You basically wrongly assume sql server will not optimize it's access for performance. Identity numbers are markers, nothing else, no assumption of having no gaps please.
您基本上错误地认为 sql server 不会优化它的性能访问。身号码是标记,没有别的,请不要假设没有间隙。
In particular: SQL Server preallocates numbers in 1000 blocks and - if you restart the server (like on your workstation) the remainder is lost.
特别是:SQL Server 以 1000 个块为单位预先分配数字,并且 - 如果您重新启动服务器(如在您的工作站上),剩余部分将丢失。
If you do a manual sqyuence instead (new nin sql server 2012) you can define the cache size for this (pregeneration) and set it to 1 - at the cost of slightly lower performance when you do a lot of inserts.
如果您改为执行手动 sqyuence(新 nin sql server 2012),您可以为此(预生成)定义缓存大小并将其设置为 1 - 以执行大量插入时性能稍低为代价。
My question here is does using GUID have any significant advantage over INT?
我的问题是使用 GUID 是否比 INT 有任何显着优势?
Yes. You can have a lot more rows with GUID's than with int. For example, int32 is limited to about 2 billion rows. For some of us that is too low (I have tables in the 10 billion range) and even a 64 large int is limited. And a truly zetabyte database, you have to use a guid in sequence, self generated.

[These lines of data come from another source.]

PR #4074, opened 2019-11-23
Print Option: Print columns that fit in single console without wrapping

### LINKED ISSUE #1497: [Request] head.data.table print columns fit to screen width
Would it be useful for head.data.table to have an option to print only the head of columns that fit the screen width, and summarise the rest?  I was imagining something like the printed output from the head of a `tbl_df` in dplyr.  I think it is nice for tables with many columns.

TysonStanley:
Closes #1497

This PR addresses @MichaelChirico's number 11  and, somewhat, number 16 on #1523 by providing a `trunc.cols` argument (with corresponding default `option("datatable.print.trunc.cols")`). For example:

```r
options("width" = 40)
DT <- data.table(thing_11 = vector("integer", 3),
                 thing_21 = vector("complex", 3),
                 thing_31 = as.IDate(paste0("2016-02-0", 1:3)),
                 thing_41 = "aasdfasdfasdfasdfasdfasdfasdfasdfasdfasdf",
                 thing_51 = vector("integer", 3),
                 thing_61 = vector("complex", 3))
print(DT, trunc.cols=TRUE)
#>    thing_11 thing_21   thing_31
#> 1:        0     0+0i 2016-02-01
#> 2:        0     0+0i 2016-02-02
#> 3:        0     0+0i 2016-02-03
#> Variables not shown: thing_41, thing_51, thing_61.
```

Some possible ideas for adjustments:

- Include variable type in the "Variables shown..." message
- Instead of going in the order of the columns, we could go with the `data.table` usual of showing the first and last columns.


man/print.data.table.Rd
```diff
@@ -58,5 +60,18 @@
   setindexv(DT, c("a", "b"))
   setindexv(DT, "a")
   print(DT, print.keys=TRUE)
+
+  # `trunc.cols` will make it so only columns that fit in console will be printed
+  #    with a message that states the variables not shown
+  old_width = getOption("width")
+  options("width" = 40)
```
jangorecki:
```
old_width = options(width = 40)
```
should do, then `options(old_width)` at the end

TysonStanley:
Added unit tests, fixed an issue that appeared with one row data tables when `trunc.cols = TRUE`, and updated the example with the suggestions from @jangorecki. 

Should I add info to `NEWS.md`? 

Also, regarding the classes, I was thinking we could add the classes to the "Variables not shown" message when `class = TRUE` so it shows up in the table and the message. Would it be worth going forward with this?

TysonStanley:
The failed test looks like it just needs to be re-run (it looks like a LaTeX error). 

I added the classes to the message about not printed columns when `class=TRUE`, added a message to `NEWS` about the changes, and updated the tests. @MichaelChirico do you have anything else you’d like me to do for this PR?

MichaelChirico:
@TysonStanley please see the inline comments I added, still a few things to handle. Thanks!

TysonStanley:
@MichaelChirico  I’m not seeing the inline comments showing up. Am I missing it? Also, I like the updated `NEWS`.

MichaelChirico:
@TysonStanley do you see this and several others on the `Files Changed` tab?

https://github.com/Rdatatable/data.table/pull/4074/files

Screenshot 2019-11-28 at 7 50 10 AM

TysonStanley:
@MichaelChirico no, I looked there and couldn’t see any... All I see are the changes to the files (no comments at all).

MichaelChirico:
@TysonStanley aaahhh sorry. I forgot to hit submit on my review. Hence the `Pending` in my screenshot.

R/print.data.table.R
```diff
@@ -88,6 +90,17 @@ print.data.table = function(x, topn=getOption("datatable.print.topn"),
     rownames(toprint)[1L] = ""
   }
   if (quote) colnames(toprint) <- paste0('"', old <- colnames(toprint), '"')
+  if (trunc.cols) {
+    # allow truncation of columns to print only what will fit in console #XXXX
+    widths = dt_width(x, class, row.names, names(x))
```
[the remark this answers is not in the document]
TysonStanley: Yes, this currently accounted for in the `dt_width()` function (which will change slightly with your earlier comment but will retain this feature). It is the `rownum_width` object that accounts for this padding.

R/print.data.table.R
```diff
@@ -88,6 +90,17 @@ print.data.table = function(x, topn=getOption("datatable.print.topn"),
...
+    cons_width = getOption("width")
+    cols_to_print = widths < cons_width
```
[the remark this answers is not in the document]
TysonStanley: Yes, I'll add the `=` to it.

R/print.data.table.R
```diff
@@ -164,3 +185,29 @@ shouldPrint = function(x) {
...
+  #   and compares it to the console width
+  widths = sapply(x, nchar_width)
+  if (class) widths = ifelse(widths < 6, 6, widths)
+  names = sapply(names, nchar_width)
+  dt_widths = ifelse(widths > names, widths, names)
+  rownum_width = if (row.names) nchar_width(nrow(x)) else 0
+  cumsum(dt_widths + 1) + rownum_width + 2
+}
+toprint_subset <- function(x, cols_to_print) {
+  if (nrow(x) == 1){
```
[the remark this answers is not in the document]
TysonStanley: I added more info in the code but I'll repeat it here :) 

When there was only one row in the data table, the `dim` and `dimnames` attributes were dropped when the subsetting is done to only keep the columns that will be printed. This function saves the attributes and then adds them back after the subset to `toprint` is done.

R/print.data.table.R
```diff
@@ -164,3 +185,29 @@ shouldPrint = function(x) {
...
+}
+dt_width = function(x, class, row.names, names) {
+  # gets the width of the data.table at each column
+  #   and compares it to the console width
+  widths = sapply(x, nchar_width)
+  if (class) widths = ifelse(widths < 6, 6, widths)
+  names = sapply(names, nchar_width)
+  dt_widths = ifelse(widths > names, widths, names)
+  rownum_width = if (row.names) nchar_width(nrow(x)) else 0
+  cumsum(dt_widths + 1) + rownum_width + 2
```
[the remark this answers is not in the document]
TysonStanley: Yes, you are correct. My personal preference is the way I've done it but that, by no means, is a good reason. What do you suggest? Would having another option be the fix here?

R/print.data.table.R
```diff
@@ -164,3 +185,29 @@ shouldPrint = function(x) {
 #   as opposed to printing a blank line, for excluding col.names per PR #1483
 cut_top = function(x) cat(capture.output(x)[-1L], sep = '\n')
 
+# to calculate widths of data.table and console
+nchar_width = function(x) {
+  max(nchar(as.character(x), type = "width"))
```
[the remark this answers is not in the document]
TysonStanley: Yes, this is in the `dt_width()` function in the `cumsum(dt_widths + 1)`.

R/print.data.table.R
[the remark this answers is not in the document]
TysonStanley: I'm now avoiding the coercion. I'm using the `toprint` object (so it is usually going to be quite small). Because `nchar()` works differently on matrices, I've adjusted the `nchar_width()` function, shown below.

```
nchar_width = function(x) {
  each_width = nchar(x, type = "width")
  widths = vector("numeric", ncol(x))
  for (i in 1L:ncol(x)){
    widths[i] = max(each_width[, i])
  }
  widths
}
```

Is it a problem to use a loop here? I figured the number of columns would likely be reasonable for the loop not to be excessive.

In what situation is `toprint` a `data.table` instead of a matrix? Treating it like a matrix is working for all of the tests I've done (large and small tables, `class=TRUE`, `col.names='none'`, etc.) and it is working consistently.

R/print.data.table.R
```diff
@@ -96,6 +109,10 @@ print.data.table = function(x, topn=getOption("datatable.print.topn"),
     } else {
       print(toprint, right=TRUE, quote=quote)
     }
+    if (trunc.cols && length(not_printed) > 0)
```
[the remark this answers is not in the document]
TysonStanley: This has been added to any integer I use (need to get in the habit of this...)

R/print.data.table.R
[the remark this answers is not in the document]
TysonStanley: Yes, I see your point. Honestly, not sure if that is worth pursuing an alternative to `nchar()` but wouldn't be opposed to it if it were necessary. Would `grepl()` and family help here? At least for the char counting?

R/print.data.table.R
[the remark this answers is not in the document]
MichaelChirico: effect is admittedly small case-by-case but once you're in the habit there are some aggregate effects. easy win for efficiency once you're used to it!

R/print.data.table.R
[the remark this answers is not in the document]
MichaelChirico: I don't think it's necessary. We'll leave it until it comes up. I suspect if anything it's a base R issue, not for us.

R/print.data.table.R
```diff
@@ -164,3 +185,29 @@ shouldPrint = function(x) {
 #   as opposed to printing a blank line, for excluding col.names per PR #1483
 cut_top = function(x) cat(capture.output(x)[-1L], sep = '\n')
 
+# to calculate widths of data.table and console
+nchar_width = function(x) {
+  max(nchar(as.character(x), type = "width"))
+}
+dt_width = function(x, class, row.names, names) {
```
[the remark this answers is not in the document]
TysonStanley: You are right. This has been removed.

R/print.data.table.R
```diff
@@ -164,3 +186,47 @@ shouldPrint = function(x) {
...
+  widths
+}
+# gets the width of the data.table at each column
+#   and compares it to the console width
+dt_width = function(x, class, row.names, col.names, names) {
+  widths = nchar_width(x)
+  if (class) widths = ifelse(widths < 6L, 6L, widths)
+  if (col.names == "none") names = sapply(names, nchar, type = "width") else names = 0L
+  dt_widths = ifelse(widths > names, widths, names)
+  rownum_width = if (row.names) max(nchar(as.character(rownames(x)), type = "width")) else 0L
```
MichaelChirico: This one is also an expensive call we can avoid... if `x` has e.g. 1e9 rows, we would convert 1e9 integers to character, then run `nchar`. Whereas from `data.table(1:1e9)` we can see it's always printed as all digits (no scientific notation). So `if(row.names)`, `rownum_width` is `as.integer(ceiling(log10(nrow(x)))+1)`

R/print.data.table.R
```diff
@@ -164,3 +186,47 @@ shouldPrint = function(x) {
...
+  widths
+}
+# gets the width of the data.table at each column
+#   and compares it to the console width
+dt_width = function(x, class, row.names, col.names) {
+  widths = nchar_width(x)
+  if (class) widths = ifelse(widths < 6L, 6L, widths)
+  if (col.names != "none") names = sapply(colnames(x), nchar, type = "width") else names = 0L
+  dt_widths = ifelse(widths > names, widths, names)
+  rownum_width = if (row.names) max(nchar(rownames(x), type = "width")) else 0L
```
MichaelChirico: This one is also an expensive call we can avoid... if `x` has e.g. 1e9 rows, we would convert 1e9 integers to character, then run `nchar`. Whereas from `data.table(1:1e9)` we can see it's always printed as all digits (no scientific notation). So `if(row.names)`, `rownum_width` is `as.integer(ceiling(log10(nrow(x)))+1)`

R/print.data.table.R
TysonStanley: Could we grab the last row name assuming it will be the largest? e.g. `rownames(x)[length(x)]`? We would only need that one to add the widths.

R/print.data.table.R
TysonStanley: Could we grab the last row name assuming it will be the largest? e.g. `rownames(x)[length(x)]`? We would only need that one to add the widths.

R/print.data.table.R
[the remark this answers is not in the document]
MichaelChirico: I think we should pick one and stick with it rather than add more options. We can play around with it in dev for a while & maybe change later.

Just some more thoughts: I guess most common is to have the first few columns with keys/"ID"-style rows. Then have "data" in the "rightmost" columns. So the tradeoff is -- showing all the key columns, vs showing some keys, some data. Still don't have a feel yet for which is more helpful to see in a preview.

R/print.data.table.R
TysonStanley: Sorry, not `length(x)` but `nrow(x)`? Is that too expensive of a call on tons of rows?

R/print.data.table.R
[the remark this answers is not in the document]
TysonStanley: That makes sense. I like the idea of differentiating between the keys and "data" in the preview. Definitely could get to some weird edge cases with this, depending on the console width and the number of keys...

R/print.data.table.R
TysonStanley: Wow. Ignore this question. Just ran some benchmarks with your code.

```
as.integer(ceiling(log10(nrow(DT)))+1)
#> 4
nchar(rownames(DT)[nrow(DT)], type = "width")
#> 3
bench::system_time(as.integer(ceiling(log10(nrow(DT)))+1))
#> process 
#>    19µs 
#>    real 
#>  28.9µs 
bench::system_time(nchar(rownames(DT)[nrow(DT)], type = "width"))
#> process 
#>   203µs 
#>    real 
#>   204µs 
```

I'll put your chunk in there.

R/print.data.table.R
```diff
@@ -164,3 +186,47 @@ shouldPrint = function(x) {
 #   as opposed to printing a blank line, for excluding col.names per PR #1483
 cut_top = function(x) cat(capture.output(x)[-1L], sep = '\n')
 
+# to calculate widths of data.table for PR #4074
+nchar_width = function(x) {
+  each_width = nchar(x, type = "width")
```
MichaelChirico: `apply(nchar(x, type='width'), 2L, max)` right? If so I'd drop this helper and just use

```
widths = apply(nchar(x, type='width'), 2L, max)
```

R/print.data.table.R
TysonStanley: It's even slightly faster than the simplified version using `nchar()`:

```
nchar(nrow(DT), type = "width")+1
#> 4
bench::system_time(nchar(nrow(DT), type = "width"))
#> process 
#>    29µs 
#>    real 
#>  29.4µs 
```

R/print.data.table.R
TysonStanley: Yep, that would do the same. Will replace.

R/print.data.table.R
MichaelChirico: `data.table` only keeps row names for consistency to `data.frame`; they're always `1:nrow(x)`, so `rownames(x)[length(x)]` is always `nrow(x)`. `nrow` will run almost instantaneously since it's an attribute of the column vectors, rather than needing to iterate over the vector to count rows, we just read the attribute. In-memory data is great!

`length(x)` is the same as `ncol(x)` -- this comes from the `list` inheritance. `data.table(a = 1, b = 2)` is "decorated" `list(a=1, b=2)`, the length of which is `2L`.

TysonStanley: Still can't believe how quick your code was. Would have never thought of it.

R/print.data.table.R
```diff
@@ -164,3 +186,39 @@ shouldPrint = function(x) {
 #   as opposed to printing a blank line, for excluding col.names per PR #1483
 cut_top = function(x) cat(capture.output(x)[-1L], sep = '\n')
 
+# to calculate widths of data.table for PR #4074
+# gets the width of the data.table at each column
+#   and compares it to the console width
+dt_width = function(x, class, row.names, col.names) {
+  widths = apply(nchar(x, type='width'), 2L, max)
+  if (class) widths = ifelse(widths < 6L, 6L, widths)
```
MichaelChirico: I really hate `base::ifelse` 😅 I would do `widths = pmax(widths, 6L)`

R/print.data.table.R
```diff
@@ -164,3 +186,39 @@ shouldPrint = function(x) {
...
+  if (col.names != "none") names = sapply(colnames(x), nchar, type = "width") else names = 0L
+  dt_widths = ifelse(widths > names, widths, names)
```
MichaelChirico: ditto here with `pmax`

R/print.data.table.R
TysonStanley: Is some of that hate from its unsafe behavior around coercion? Will update.

R/print.data.table.R
TysonStanley: Replaced.

R/print.data.table.R
```diff
@@ -164,3 +186,39 @@ shouldPrint = function(x) {
...
+  rownum_width = if (row.names) as.integer(ceiling(log10(nrow(x)))+1) else 0L
+  cumsum(dt_widths + 1L) + rownum_width + 1L
```
MichaelChirico: another micro-optimization -- we can do `+2 else 0L`. I think `if(!row.names)` the `+1L` in the next step is wrong. However I also just noticed this:

https://github.com/Rdatatable/data.table/issues/4083

So even if `row.names=FALSE`, it could still occupy some characters. I think you can safely ignore that in this PR, rather than complicating logic to detect whether `---` will be present.

R/print.data.table.R
MichaelChirico: Can see here... it's "slow" though probably not noticeable at the size of `ncol`:

https://github.com/Rdatatable/data.table/issues/2677

R/print.data.table.R
TysonStanley: I wondered about the `---` but hadn't done anything about it yet. Imagine we'll want to wait for that to be resolved before deciding any padding.

I believe the `+1L` in `cumsum(dt_widths + 1L)` should account for the space between the row names and the first column instead of needing to add another to the `rownum_width`.

TysonStanley: But I'll take off the `+1L` after the `rownum_width` bc I think you are right that it is unnecessary.

R/print.data.table.R
```diff
@@ -87,7 +89,19 @@ print.data.table = function(x, topn=getOption("datatable.print.topn"),
...
   }
+  if (isFALSE(class) || (isTRUE(class) && col.names == "none")) abbs = ""
   if (quote) colnames(toprint) <- paste0('"', old <- colnames(toprint), '"')
+  if (isTRUE(trunc.cols)) {
+    # allow truncation of columns to print only what will fit in console PR #4074
+    widths = dt_width(toprint, class, row.names, col.names)
+    cons_width = getOption("width")
+    cols_to_print = widths <= cons_width
+    not_printed = colnames(toprint)[!cols_to_print]
+    if (sum(cols_to_print) == 0L) stop("Width of console too small to print a single column when `trunc.cols=TRUE`. Consider increasing the width of the console or use `trunc.cols=FALSE`.", call. = FALSE)
```
MichaelChirico: this should be `!any(cols_to_print)`.

I also think we shouldn't `stop` here -- rather unfortunate for the program to interrupt from printing side effects. I would simply print nothing (besides the "variable not shown..." message).

TysonStanley: Nice. That makes a lot of sense to let it run with only the message itself.

R/print.data.table.R
MichaelChirico: I think the `+1L` is right when `row.names=TRUE`

TysonStanley:
The "only" is in the wrong place in that commit message. It should say: "prints only the message when console too small to fit the first column".

R/print.data.table.R
```diff
@@ -164,3 +189,39 @@ shouldPrint = function(x) {
...
+  }
+}
+# message for when trunc.cols=TRUE and some columns are not printed
+trunc_cols_message = function(not_printed, abbs, class){
+  n = length(not_printed)
+  if (class) classes = paste0(" ", tail(abbs, n)) else classes = ""
+  not_printed_paste = paste0(not_printed, classes, collapse = ", ")
+  cat(sprintf(ngettext(n,
+                       paste0("1 variable not shown: %s"),
+                       paste0(n, " variables not shown: %s")),
```
MichaelChirico: Last thing: for #3935, `ngettext` will work best if we just pass plain formatting strings:

```
ngettext(n, "%d variable not shown: %s",
                       "%d variables not shown: %s"),
              n, not_printed_paste)
```

TysonStanley: Yes, I like that. And if it makes it easier for the translation, I'm all for it. It was the reason I used `ngettext()` in the first place but had rarely used it before.

TysonStanley:
Alright, as long as the tests look like they are passing with this last commit, I'll leave this alone.

TysonStanley:
This one adds the brackets (which I really like).

TysonStanley:
@MichaelChirico Alright, checks look good so I won't make any other changes unless you ask me to.

MichaelChirico:
Looks good to me! Thanks for your diligence!!

mattdowle:
Excellent.  @TysonStanley I've invited you to be project member. You'll need to accept the invitation displayed in your GitHub profile or GitHub repositories page. Then you can create branches directly in the main project.  Welcome!
I'll merge as-is. Then I'll move the news item up and bump the test numbers in a follow-up commit. (Quicker for me that way than bringing the fork up to date.)

jangorecki:
There should be better validation of argument values provided, for example following error message is very confusing.
```r
print(as.data.table(iris), trunc.cols=5L)
     Sepal.Length Sepal.Width Petal.Length Petal.Width   Species
            <num>       <num>        <num>       <num>    <fctr>
  1:          5.1         3.5          1.4         0.2    setosa
  2:          4.9         3.0          1.4         0.2    setosa
  3:          4.7         3.2          1.3         0.2    setosa
  4:          4.6         3.1          1.5         0.2    setosa
  5:          5.0         3.6          1.4         0.2    setosa
 ---                                                            
146:          6.7         3.0          5.2         2.3 virginica
147:          6.3         2.5          5.0         1.9 virginica
148:          6.5         3.0          5.2         2.0 virginica
149:          6.2         3.4          5.4         2.3 virginica
150:          5.9         3.0          5.1         1.8 virginica
Error in print.data.table(as.data.table(iris), trunc.cols = 5L) : 
  object 'not_printed' not found
```

TysonStanley:
Just made a PR for this #4766 that adds a quick check for a logical `trunc.cols` argument at the top of `print.data.table()`.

是的。使用 GUID 的行可以比使用 int 的行多得多。例如,int32 被限制为大约 20 亿行。对于我们中的一些人来说太低了(我的表在 100 亿范围内),甚至 64 个大整数也是有限的。而一个真正的 zetabyte 数据库,您必须按顺序使用自生成的 guid。
Any normal human does not see a difference as we all do not really deal with that many rows. And the larger size makes a lot of things slower (larger key size = larger space in indices = larger indices = more memory / io for the same operation). Plus even your sequential id will jump.
任何正常人都看不出有什么区别,因为我们都没有真正处理那么多行。更大的尺寸会使很多事情变慢(更大的键尺寸=更大的索引空间=更大的索引=相同操作的更多内存/io)。此外,即使您的顺序 ID 也会跳跃。
Why not just adjust your expectation to reality - identity is not meant to be without gaps - or use a sequence with cache 1.
为什么不只是将您的期望调整为现实 - 身份并不意味着没有差距 - 或者使用带有缓存 1 的序列。